Schuhmarkt

Editorial 24/06: Shops oder Mix?

Revolution im Schuhregal“, titelte kürzlich die FAZ und betrachtete dabei die rasante Entwicklung der Markenshops. „Die Branche holt das nach, was der Textilhandel vorgemacht hat“, weiß dazu Hajo Gassenmeier, Geschäftsführer des Bundesverbandes des deutschen Schuheinzelhandels, zu berichten.

 

 

Ilona Sauerbier, stv. Chefredakteurin

„Revolution im Schuhregal“, titelte kürzlich die FAZ und betrachtete dabei die rasante Entwicklung der Markenshops. „Die Branche holt das nach, was der Textilhandel vorgemacht hat“, weiß dazu Hajo Gassenmeier, Geschäftsführer des Bundesverbandes des deutschen Schuheinzelhandels, zu berichten.
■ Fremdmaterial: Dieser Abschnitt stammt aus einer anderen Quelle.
PR #919, opened 2024-01-04
(fix) O3-2693 Appointment Creation Form DatePicker uses incorrect minDate format

chibongho:
## Requirements

## Summary

As of today (2024-01-03) the Appointment creation DatePicker only allows for dates after 2024-04-20
image

With this change, the minDate defaults correctly to today's date (2024-01-03)
image

The Carbon documentation is lacking on what format should be accepted for its minDate and maxDate params. From cursory trial-and-error, it seems like the format should follow the `dateFormat` passed in to the DatePicker.

https://react.carbondesignsystem.com/?path=/docs/components-datepicker--overview#datepicker-mindate

## Related Issue
This is a quick fix for this particular issue, but there are likely other similar problems elsewhere in the code base. A more complete fix should probably involve a standardized DatePicker. See:
https://openmrs.atlassian.net/browse/O3-998
https://openmrs.atlassian.net/browse/O3-1991

### DIFF
--- a/packages/esm-appointments-app/src/appointments/forms/create-edit-form/appointments-form.component.tsx
+++ b/packages/esm-appointments-app/src/appointments/forms/create-edit-form/appointments-form.component.tsx
@@ -90,7 +90,7 @@ const AppointmentForm: React.FC<AppointmentFormProps> = ({ appointment, patientU
   );
 
   const appointmentService = services?.find(({ uuid }) => uuid === patientAppointment.serviceUuid);
-  const today = dayjs().startOf('day').format();
+  const today = dayjs().startOf('day').format('DD/MM/YYYY');
 
   useEffect(() => {
     if (locations?.length && sessionUser) {


packages/esm-appointments-app/src/appointments/forms/create-edit-form/appointments-form.component.tsx
```diff
@@ -90,7 +90,7 @@ const AppointmentForm: React.FC<AppointmentFormProps> = ({ appointment, patientU
   );
 
   const appointmentService = services?.find(({ uuid }) => uuid === patientAppointment.serviceUuid);
-  const today = dayjs().startOf('day').format();
+  const today = dayjs().startOf('day').format('DD/MM/YYYY');
```
chibongho, line 93: See line 245 for actual usage of this variable.

denniskigen (approved):
LGTM

packages/esm-appointments-app/src/appointments/forms/create-edit-form/appointments-form.component.tsx
mogoodrich, line 93: Adding a quick comment without knowing much about this ticket or the broader tickets, which I think are meant to deal with this broadly. but the *display* format of a date should be customizable by implementation.  For our default in O2, we tend to use a format "1-Jan-2024" , which the month specifically implemented as text so that "DD/MM/YYYY" is not misintrepreted as "MM/DD/YYYY" format by US users.  But you  may already be on top of that... :)  Again, I realize this is a quick fix just to get this working again.

vasharma05: We can directly pass the date object in the `maxDate` prop, instead of the format, which is more reliable.
CC: @ibacher @denniskigen

vasharma05: I used something similar here: https://github.com/openmrs/openmrs-esm-patient-chart/blob/f0328f86c16be660c3b06f542cd4d2a2c4fb9ae5/packages/esm-patient-chart-app/src/visit/visit-form/visit-date-time.component.tsx#L38

ibacher: Oh... yes, if the use of this variable is to populate the `maxDate` prop, we shouldn't be doing any formatting with it at all, as that will be pretty inherently non-portable.

PR #922, opened 2024-01-08
(feat) O3-2697: Add ability to configure icons on side links (service queues)

CynthiaKamau:
## Requirements

## Summary

-Add support for links that have icons on the homepage

## Screenshots

Screenshot 2024-01-05 at 14 24 37


packages/esm-service-queues-app/src/createDashboardLink.component.tsx
```diff
@@ -22,13 +25,25 @@ function DashboardExtension({ dashboardLinkConfig }: { dashboardLinkConfig: Dash
...
 
   return (
-    <ConfigurableLink
-      className={classNames('cds--side-nav__link', {
-        'active-left-nav-link': navLink.match(name),
-      })}
-      to={`${spaBasePath}/${name}`}>
-      {t('serviceQueues', 'Service queues')}
-    </ConfigurableLink>
+    <div>
```
ibacher, line 28: Is the `div` wrapper necessary here?

packages/esm-service-queues-app/src/config-schema.ts
```diff
@@ -140,6 +140,11 @@ export const configSchema = {
     _default: '',
     _description: 'Custom label for patient chart button',
   },
+  showDashboardLinkIcon: {
```
ibacher, line 143: Honestly, I don't think this needs to be a configuration option. I'd just check if the link configuration includes an icon.

packages/esm-service-queues-app/src/createDashboardLink.component.tsx
```diff
@@ -2,18 +2,21 @@ import React, { useMemo } from 'react';
...
+import { ConfigurableLink, useConfig } from '@openmrs/esm-framework';
+import { Button } from '@carbon/react';
+import styles from './root.scss';
 export interface DashboardLinkConfig {
   name: string;
   title: string;
+  renderIcon: React.ComponentType<any>;
 }
 
 function DashboardExtension({ dashboardLinkConfig }: { dashboardLinkConfig: DashboardLinkConfig }) {
```
ibacher, line 14: Maybe we should turn this into a component? Almost nothing here (except the text `serviceQueues` is app-specific.

packages/esm-service-queues-app/src/createDashboardLink.component.tsx
pirupius, line 28: This wrapper isn't necessary

packages/esm-service-queues-app/src/createDashboardLink.component.tsx
```diff
@@ -22,13 +25,25 @@ function DashboardExtension({ dashboardLinkConfig }: { dashboardLinkConfig: Dash
...
+        {config.showDashboardLinkIcon ? (
+          <Button
+            className={styles.navlinkIcon}
+            hasIconOnly
+            size="sm"
+            kind="ghost"
+            renderIcon={renderIcon}
+            iconDescription="Add"
+          />
+        ) : null}{' '}
```
pirupius, line 43: This might be a stretch but i was of the view that we build this into `ConfigurableLink` component and we can pass the Icon name or component instead of adding a button component every time we need to add an icon. 

Carbon has provision for `renderIcon` within the `SideNavMenu` component ([Docs Link](https://react.carbondesignsystem.com/?path=/story/components-ui-shell-sidenav--fixed-side-nav-w-icons)) but this doesn't seem like the path we took to add the links so we could have provision for something similar like so 

```
renderIcon={Fade}
```

@ibacher @denniskigen what's your view on this?

ibacher: I think that this would somewhat confuse the purpose of `ConfigurableLink`. It is not really a component for rendering links in the side navigation menu. It is a component for rendering links in any context. I'd possibly be on-board with a component that combined a `ConfigurableLink` with a button, but that would basically be the `DashboardExtension` that I suggested above might make sense to be its own component.

CynthiaKamau: I have created this component to sort this out : https://github.com/openmrs/openmrs-esm-core/pull/885

brandones:
@CynthiaKamau @ibacher should we adapt this to use the new icon system?

brandones:
The question of a more generic extension-like thing with a link and an icon would be something we would do with the link system. Maybe one day :)

ibacher:
I _think_ this should work as-is with the new icon system... They are just React.Components at the end of the day.

packages/esm-service-queues-app/src/config-schema.ts
brandones: Please remove this config element

packages/esm-service-queues-app/src/createDashboardLink.component.tsx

Stimmt. An jeder Ecke entstehen neue Schuh-Shops. Jeden Tag kommen neue Eröffnungen dazu: Gabor plant fünf pro Jahr, Tamaris will bis Dezember noch 12 haben. Hinzu kommen Boss, Geox, Camper, Clarks. Die Liste lässt sich beliebig verlängern. Kürzlich hat in Stuttgart Evita Shoes eröffnet. Dahinter stecken zwei schwäbische IT-Spezialisten, die gar 50 Filial- und Franchiseshops binnen fünf Jahren planen. Sind Monomarken-Shops wirklich der Kick, den die Schuhbranche braucht? Wie sieht gleich der gehabte, biedere Schuhladen aus, den die FAZ beschreibt? Klein, muffig, dunkler Teppichboden, vollgestopft mit Schuhen in Schwarz, Braun, Bunt?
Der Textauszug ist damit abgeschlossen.